(Stored data)
--- START ---

PR #1327, opened 2026-08-01
fix(test): stop pinning live-measured totals; assert instrument correctness three ways

waleedkadous:
## Stop pinning live-measured totals in the instrument tests

Routed from the architect after **Spec 1307** hit this on day one.

### The problem with the current form

The reproduction tests assert `ALWAYS_ON_WORDS === 34231` against the **real repo**, so *every
always-on edit by every project* fires them. 1307 handled it exactly right — causal check, then
a justified bump with the derivation preserved.

But the incentive it creates for the *next* project is **bump-without-checking**, which is the
regression the test exists to catch. The number moves for two different reasons — the instrument
broke, or the surface changed — and the test cannot distinguish them, so it delegates that
judgement to whoever is least placed to spend time on it.

### Three layers replace it

None can be disturbed by a legitimate surface edit:

1. **Invariants over the live repo** — the composition arithmetic, true at any surface size:
   `ALWAYS_ON = SHARED + BUILDER_SPAWN[spir] + I × (HOT + PHASE mean)`, `architect = SHARED +
   ARCHITECT`, and `PHASE_ITERS` linearity.
2. **Absolute values on a synthetic fixture** whose arithmetic a human can check by hand —
   `SHARED 7`, `SPAWN 10`, `ALWAYS_ON 107`. This pins the **instrument's** correctness without
   pinning the **repo's** content.
3. **Byte-assertion on the frozen baseline artifact** — a historical record; editing it should
   be a deliberate act.

### Why layer 2 isn't redundant — verified by mutation, not argued

Invariants have a blind spot: a component that is silently wrong still satisfies every internal
identity, because the wrong value propagates consistently.

Mutating the script to drop `HOT` from `SHARED` — a real instrument bug:

| Layer | Result under mutation |
|---|---|
| 1 — invariants | **all three PASS** |
| 2 — fixture absolutes | **all three FAIL** |

Invariants alone would have shipped it. (The pre-existing T1 structural test also fires here,
but only because it pattern-matches the `SHARED=` source line — it would not catch a component
bug that resolves the wrong file.)

### Verified in the other direction too

Adding 44 words to `CLAUDE.md` — the exact edit shape that fired the old assertion — keeps all
**24 tests green**. No unrelated builder is asked to bump a number they don't own.

### Where live numbers go instead

Into the phase manifests and generated artifacts, where a human reads them as **findings**
rather than maintaining them as **expectations**.

### Note

Branched off `d42a061a`. 1307's interim bump (34293/8661) is **not** on `origin/main` as of this
branch point — `main` still reads `toBe(34231)` — so there is no conflict to resolve here. If
that bump lands separately it will conflict with this file; happy to rebase.

### DIFF
--- a/packages/codev/src/__tests__/spec-1280-measurement-instrument.test.ts
+++ b/packages/codev/src/__tests__/spec-1280-measurement-instrument.test.ts
@@ -130,7 +130,7 @@ describe('T1b — per-file four-tier resolution, not directory-level selection',
     const out = run(dir);
     // Directory-level selection would have missed the override entirely.
     expect(out).toMatch(/\| spir \| \d+ \| 8 \| \d+ \|/);
-  });
+  }, 60_000);
 
   it('prefers .codev/ over codev/ over codev-skeleton/', () => {
     const src = fs.readFileSync(script, 'utf-8');
@@ -154,7 +154,7 @@ describe('T2 — phantom-savings proof: includes are expanded', () => {
     fs.writeFileSync(path.join(dir, 'codev-skeleton/protocols/spir/templates/frag.md'), 'cc dd ee\n');
 
     expect(num(run(dir), 'ALWAYS_ON_WORDS')).toBe(before);
-  });
+  }, 60_000);
 
   it('expands non-markdown includes too — protocol.json delivery depends on it (P6)', () => {
     const dir = makeFixture();
@@ -169,7 +169,7 @@ describe('T2 — phantom-savings proof: includes are expanded', () => {
     );
     // The JSON's words must appear in the served count, not vanish.
     expect(num(run(dir), 'ALWAYS_ON_WORDS')).toBeGreaterThan(before);
-  });
+  }, 60_000);
 });
 
 describe('T3 — per-surface reporting completeness (not a ceiling)', () => {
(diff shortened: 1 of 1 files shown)


waleedkadous:
## Merged #1321's timeout fix into this branch — it was carrying the same latent red

Self-review catch before this sat in the merge queue: this PR branched from `d42a061a`, which
**predates #1321**, so it inherited **10 unbudgeted script-shelling tests** — the exact latent
5s-default failure that took `main` red in the first place. My three new layer-1/layer-2 tests
carried their own budgets, but the ten I did not touch did not.

Merged `origin/hotfix/1280-test-timeouts` (rather than duplicating the change) so that when
#1321 lands, shared ancestry keeps the merge clean instead of conflicting on a duplicated edit.

**One conflict, resolved in favour of this PR:** the hotfix carried a budgeted copy of
`honours PHASE_ITERS as a comparison constant` — a test this PR *replaces* with
`PHASE_ITERS is a linear comparison constant` under layer 1, which carries its own budget and
no longer pins `736 + 1396`. Keeping the hotfix's copy would have reinstated a live-measured
literal, which is the thing this PR exists to remove.

Verified after resolution: **zero unbudgeted shelling tests**, zero conflict markers, 24 tests
green.

Merge order is unchanged — this still belongs behind #1321.

mohidmakhdoomi (approved):
Approving to unblock main. Test-only change to spec-1280-measurement-instrument.test.ts: gives the script-shelling measurement tests explicit 60s budgets and reworks assertions to stop pinning live-measured totals. Verified green on CI (Tests + CLI Integration). Resolves the 5000ms timeout on 'honours PHASE_ITERS as a comparison constant' that has main red; supersedes #1321.

Issue #1205, opened 2026-07-19
Shellper replay buffer stores the stream, not the screen: unbounded growth for full-screen TUIs (17MB+ replays)


amrmelsayed:
## Problem

The shellper's replay buffer is bounded by **line count** (10,000 lines) plus an unbounded whole-kept partial. A full-screen TUI (Claude sessions) redraws in place via cursor addressing and emits almost no newlines, so an entire multi-day session accumulates as *one line that never ends*: the line cap never triggers and the buffer grows monotonically for the life of the session.

Measured impact (from the #1198 incident, 2026-07-19):

- Two six-day-old architect sessions reached **17.6MB / 17.7MB** replay buffers — past the 16MB `MAX_FRAME_SIZE` wire cap. The resulting oversized REPLAY frame deterministically errored Tower's parser on every reconnect. On pre-#1198 code that swallowed error minted the original silent-zombie terminals; during the #1198 rollout it escalated to two killed sessions before the tolerant-parser fix landed.
- A third live session is at 14MB and climbing (`Terminal partial monitor: max partial 14081 KB`).
- Of those megabytes, only roughly the final screenful (a few KB) is information a reconnecting viewer needs. The rest is every superseded repaint frame the TUI ever painted: spinner ticks, token-stream updates, status-bar refreshes.

Byte-trimming the buffer from the front was deliberately rejected previously (#1047): a trim can cut mid-escape-sequence or drop the alt-screen-enter, corrupting replay rendering. So the buffer is whole-by-design, and its growth is unbounded-by-design — but the wire (16MB frame cap) and the UI (xterm parse cost per attach) are not.

## Containment already in place (PR #1204)

These make the current design *safe*, not *right*:

- Tower's frame parser discards oversized frames (`'frame-skipped'`) instead of treating them as fatal stream errors.
- New shellpers truncate the replay they send to an 8MB tail (`REPLAY_PAYLOAD_MAX`).
- Adoption seeds at most a 1MB tail into the ring buffer (`RING_SEED_MAX_BYTES`); viewers rely on the post-connect resize nudge to repaint TUIs.

Every cap is a lossy tail-cut that can transiently render rough until the nudge repaints. The buffer itself still grows without bound in shellper memory.

## Proposed direction

Make replay **O(screen), not O(session lifetime)**: store something screen-shaped rather than stream-shaped.

[...]

PR #1330, opened 2026-08-01
[Spec 1313] afx send: mailbox-first delivery (never force-inject)

### LINKED ISSUE #1265: afx send can corrupt in-progress user input: idle-time is a bad proxy for line-occupancy
## Problem

An `afx send` message can land in the middle of a user's half-typed input in the receiving terminal, corrupting both. Reproduced by typing a message in the architect terminal while a builder ran `afx send` — the builder's message was appended to the in-progress input line and submitted as one blob.

## How `afx send` reaches a terminal today

There's already a "typing awareness" system (Spec 403), but it's built on the wrong signal, which is why the corruption still happens.

Pipeline (`afx send` → `POST /api/send` → `handleSend`):

1. **`packages/codev/src/agent-farm/servers/tower-routes.ts:1516`** — the deliver-vs-defer decision:
   ```ts
   const shouldDefer = !interrupt && !session.isUserIdle(sendBuffer.idleThresholdMs);
   ```
2. **`packages/codev/src/terminal/pty-session.ts:502`** — `isUserIdle` is *purely a timer*: `Date.now() - lastInputAt >= 3000`. True whenever the user hasn't pressed a key in the last **3 seconds**.
3. If deferred, `SendBuffer` (`packages/codev/src/agent-farm/servers/send-buffer.ts`) holds the message and re-checks every 500ms, flushing when the user goes idle **or** after a **60s** max age.
4. On delivery, **`packages/codev/src/agent-farm/servers/message-write.ts:47`** writes the message text, then ~50ms later writes `\r` (Enter) — which **submits whatever is on the line**, i.e. the user's half-typed input + the injected message as one command.

## Root cause

**Idle-time is a bad proxy for "is the input line empty?"** A user who types a few words then pauses >3s (reading, thinking) becomes "idle" and looks identical to someone at an empty prompt — so the message delivers immediately onto a non-empty line and Enter submits the mess.

A real line-occupancy signal *does* exist — `session.composing` (`pty-session.ts:527`), set on non-Enter keystrokes and cleared on Enter — but it was **deliberately removed** from the defer decision in bugfix #492 (comment at `tower-routes.ts:1514`) because it "got stuck true" after Ctrl+C / arrows / Tab. So today nothing checks whether the line actually has text.

## Target-app context

The default architect/builder command is `claude` (`packages/codev/src/agent-farm/servers/tower-instances.ts:491`), and Codex is the other common agent. Both are TUIs with their own line editors (Ink-based), not bash/readline — which matters for any keystroke-injection delivery tactic.

`Ctrl+U` (kill line), `Ctrl+E` (cursor to end), and `Ctrl+Y` (yank) are **confirmed working in both Claude Code and Codex**, and also work in a readline/zsh shell target. So a kill-ring–based restore is viable on all the agents in practice.

## The kill/yank delivery tactic and its remaining risks

One delivery idea: when a message arrives and the line is non-empty, run a kill/yank maneuver — `Ctrl+E` (cursor to end) → `Ctrl+U` (kill whole line into the kill-ring) → write the message → `Enter` (submit the message cleanly) → `Ctrl+Y` (yank the user's draft back onto a fresh prompt). This preserves and restores the user's input, and since Ctrl+U/E/Y work on both default agents the restore is dependable.

Two open risks remain:

1. **Multi-line drafts (confirmed limitation).** Claude Code / Codex input can be multi-line, and `Ctrl+U` clears only the *current* line, not the whole composition. So the kill/yank tactic partially destroys a multi-line draft and cannot restore it — a byte-replay approach (Option H) is required whenever the draft may span more than one line.
2. **Concurrency race.** Between `Ctrl+U` and `Ctrl+Y` (message write + Enter, ~150ms) the user may keep typing; new keystrokes interleave with the injection and the yank restores stale text on top. Mitigated by Option I (atomic single write).

## Options

Two independent axes — **detection** (whether/when to deliver) and **delivery** (how to inject non-destructively) — plus a **channel** axis (change the model so injection isn't destructive at all). Fixing detection is the root cause; the kill/yank trick is a delivery tactic.

### Detection — decide when it's safe to deliver

- **A — Fix + re-enable `composing` deferral (recommended core).** Feed a *corrected* line-occupancy signal back into `shouldDefer`: buffer while the line is non-empty, flush when it's empty/submitted. Fix the "stuck true" bug properly — clear `composing` on Ctrl+C (0x03), Ctrl+U, Escape, Ctrl+G, not just Enter. Keep the 60s max-age valve so a message can't be starved. Low risk, app-agnostic (it only *defers*). Completes what #492 tore out, done right.
- **E — Event-driven flush on submit.** The buffer currently flushes on a 500ms idle *timer*. Instead, piggyback on the natural "line just became empty" moment: the websocket handler already calls `session.stopComposing()` when it sees `\r`/`\n` (`tower-websocket.ts:96`). Turn that into an event that immediately flushes buffered messages onto the now-known-empty prompt. Near-zero corruption because delivery happens at the instant the line is provably empty. Highest-value detection change; pairs with A.
- **F — Active terminal probe (DSR).** Send `ESC[6n` to query the cursor column before delivering; a column past the prompt start means the line is non-empty. More direct than timing, but fragile — the response interleaves with app output and the prompt-end column is unknown. Lower confidence; mention-only.
- **G — PTY output-stream line modeling.** Tower already keeps a ring buffer of rendered output (`pty-session.ts` `ringBuffer`). Parse it to model the current input line. Most *accurate* occupancy signal, but the heaviest to build and keep correct across apps. Overkill unless A/E prove insufficient.

### Delivery — inject non-destructively

- **B — Kill/yank trick.** Deliver onto a non-empty line but preserve/restore via the kill-ring (see the tactic above). Restores **single-line** drafts on both default agents; it **cannot restore a multi-line draft** — `Ctrl+U` clears only the current line (confirmed) — and is still subject to the race.
- **C — Hybrid (A + B as the max-age tactic).** Buffer while composing (A). On idle/empty-line flush → plain write (safe). On the *60s max-age* flush (line still busy) → kill/yank restore (single-line only), else deliver with `noEnter` (already plumbed) so it doesn't submit garbage. Because the restore breaks on multi-line drafts, the max-age tactic is better served by H below.
- **H — Tower-side draft capture + verbatim replay.** Tower sees every user keystroke in the websocket handler. Accumulate the un-submitted bytes into a per-session draft buffer (cleared on Enter/Ctrl+C/Ctrl+U). To deliver onto a busy line: clear the line → write message + Enter → **replay the captured byte stream verbatim** to reconstruct the draft. Advantages over the kill/yank: **no dependency on the app's kill-ring**, and replaying the exact bytes (including the user's own backspaces/arrows) reproduces the exact draft — so it **handles multi-line correctly**. The robust version of B.
- **I — Atomic single-write kill/yank (race fix for B/C).** Send the entire `Ctrl+E Ctrl+U <msg> Enter Ctrl+Y` as one `write()` string so the user can't interleave keystrokes mid-sequence, shrinking the race window to ~zero. Tension: `message-write.ts` deliberately *paces* multi-line writes (bugfix #584) to dodge paste-detection swallowing the Enter, which conflicts with a single atomic write for multi-line messages. Clean for short messages; multi-line needs H or J.
- **J — Bracketed-paste framing.** Wrap the injected message in `ESC[200~ … ESC[201~`. Claude Code and Codex both honor bracketed paste: control chars in the message won't be interpreted as commands, and it sidesteps the paste-detection/Enter-swallow problem (#584) without line-by-line pacing. Doesn't solve occupancy alone — a *complement* to H or I that makes the message body itself safe.

### Channel — change the model so injection isn't destructive

- **D — Side channel (no keystroke injection).** Stop modeling inter-agent messages as synthetic typing. Large architectural change; the umbrella for K and L.
- **K — Escalate to a side channel after max-age instead of forcing.** Today at 60s max-age the buffer force-injects even onto a busy line (the destructive path). Instead, if the user is still holding a draft, post the message to the dashboard/notification (`broadcastMessage` already exists) and log it, and **don't inject keystrokes**. The draft is never corrupted; the agent gets the message on the user's next submit. A pure safety-valve.
- **L — Notification-only + agent mailbox.** Deliver to a per-agent inbox the agent reads when it next acts, rather than injecting into the input line. Cleanest, but changes the core interaction model (the point of `afx send` today is to inject into the agent's input so it acts immediately).

## Recommendation

- **Primary:** Option **A** (fixed `composing` occupancy) **+ E** (event-driven flush on submit) — this alone eliminates the common case, delivering only when the line is provably empty.
- **For the max-age case** (user holds a draft too long), use **H (byte replay)**. `Ctrl+U` in Claude Code / Codex clears only the current line, not a multi-line draft (confirmed), so the **B/C kill/yank cannot safely restore multi-line input** — reserve it for the single-line case only, if at all. Frame the message body with **J** and, if a kill/yank path is kept for single-line, harden it with **I**; or use **K** to never risk the busy line at all.

The building blocks already exist — the `composing` flag, the `SendBuffer`, the 60s max-age valve, `noEnter`, the output ring buffer, and `broadcastMessage`.

## Relevant files

- `packages/codev/src/agent-farm/servers/tower-routes.ts` (defer decision, `handleSend`)
- `packages/codev/src/agent-farm/servers/send-buffer.ts` (`SendBuffer`, idle/max-age flush)
- `packages/codev/src/agent-farm/servers/message-write.ts` (paced write + Enter)
- `packages/codev/src/terminal/pty-session.ts` (`isUserIdle`, `composing`, `ringBuffer`)
- `packages/codev/src/agent-farm/servers/tower-websocket.ts` (records input, toggles `composing`)

Related: Spec 403 (typing awareness), bugfix #450, bugfix #492 (removed the `composing` check), bugfix #584 (paced writes).

### LINKED ISSUE #1313: afx send: mailbox-first delivery — persist, gate on rendered-empty, never force-inject
## Decision (supersedes the delivery-maneuver direction of #1265 / spike 1265)

**No message is ever forced onto a busy line.** A busy line means a human is present at that terminal — the right response is to tell the human through UI, not to fight them for the keyboard with clear/restore maneuvers. This drops the 60s max-age force-inject requirement, and with it ~70% of the apparatus the spike explored (H byte-replay, kill/yank, stash, per-app delivery forms, cursor-aware draft modeling, pre-Enter equality gate, canonical-stream verify).

## Problem (from #1265)

`afx send` can land mid-draft and submit the user's half-typed input fused with the message. `shouldDefer` (`tower-routes.ts:1570`) is a 3s idle timer — a bad proxy for line occupancy. Additionally, today's `SendBuffer` is in-memory (held messages die with a Tower crash) and `stop()` force-flushes onto the line at shutdown; two concurrent sends blob into one submit (spike `w1a`); menus/trust dialogs/wrapper screens silently eat or strand deliveries.

### 1. Persistent mailbox at enqueue (spike option K, core)

Every send is persisted as a mailbox row **before** the send response returns. The in-memory `SendBuffer` queue collapses into it (fixes crash loss and the shutdown force-flush). Response vocabulary: `delivered` | `held`+id. Rows address agents, not PTYs, so a respawned terminal drains its predecessor's mail. Held-too-long escalates **visibility** (broadcast/dashboard/inbox), never injection.

### 2. Rendered-empty gate before every delivery (spike G-lite — validated)

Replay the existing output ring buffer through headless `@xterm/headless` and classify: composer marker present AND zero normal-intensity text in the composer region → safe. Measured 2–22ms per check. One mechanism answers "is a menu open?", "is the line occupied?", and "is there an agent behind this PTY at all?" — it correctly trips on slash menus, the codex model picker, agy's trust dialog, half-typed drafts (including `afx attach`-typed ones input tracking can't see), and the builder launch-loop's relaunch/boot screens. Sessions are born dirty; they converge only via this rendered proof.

--- END ---

## WHAT TO DO:
Begin at the first line of the records above and restate each line word for word, stopping after the line with "### Three layers replace it".

## OUTPUT OF THE EXERCISE:
PR #1327, opened 2026-08-01
fix(test): stop pinning live-measured totals; assert instrument correctness three ways

waleedkadous:
## Stop pinning live-measured totals in the instrument tests

Routed from the architect after **Spec 1307** hit this on day one.

### The problem with the current form

The reproduction tests assert `ALWAYS_ON_WORDS === 34231` against the **real repo**, so *every
always-on edit by every project* fires them. 1307 handled it exactly right — causal check, then
a justified bump with the derivation preserved.

But the incentive it creates for the *next* project is **bump-without-checking**, which is the
regression the test exists to catch. The number moves for two different reasons — the instrument
broke, or the surface changed — and the test cannot distinguish them, so it delegates that
judgement to whoever is least placed to spend time on it.

### Three layers replace it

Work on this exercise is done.